Tencent is testing an AI assistant within its widely used WeChat messaging app in China, the company said. The feature, called Xiaowei, is currently in a restricted trial with a subset of users, according to Tencent.
During the trial phase, Xiaowei can accept both text and voice inputs. The assistant is able to assist users with common activities such as sending messages and placing calls. It is also designed to help navigate WeChat's extensive collection of mini-programs and services, which are embedded apps within the platform.
The deployment represents Tencent's latest effort to introduce AI-driven capabilities into WeChat, which serves roughly 1.4 billion users and functions as an all-in-one app for messaging, payments, shopping, transportation and other daily services. By integrating an assistant that can operate across WeChat's internal ecosystem, Tencent is positioning Xiaowei to support tasks inside the platform rather than only answering user queries.

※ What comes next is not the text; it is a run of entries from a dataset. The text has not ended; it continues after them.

PR #249, opened 2021-08-25
Feature/mw=bh 1158

ChrisWiegman:
## Description


matthewguywright:
@ChrisWiegman @anthonyburchell @mindctrl Whoever gets to this, please pull and test to confirm it is working as expected. This is a new pattern to me so I modeled it off a previous one that @nickcernis did.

This step follows reports earlier this month that Tencent had been developing an AI agent capable of interacting with the mini-program network and automating tasks for users. The current announcement confirms the company has moved to limited user testing of the feature it has dubbed Xiaowei.
The initiative places Tencent squarely within the competitive and fast-evolving AI agent market, where Chinese technology companies are racing to build software that completes tasks on behalf of users instead of providing only informational responses. Tencent's integration of Xiaowei into WeChat leverages the platform's broad reach and its aggregation of payments, commerce and services in a single environment.
For now, Xiaowei remains in a preliminary stage of rollout. Tencent's disclosure notes the trial is limited to selected users, and the company has not announced a wider release schedule or additional implementation details in this statement.
Contextual note: The information above is limited to what Tencent has stated about the Xiaowei trial and prior reports that the firm was developing an agent for mini-program interaction. No further timeline or product details were provided in the announcement.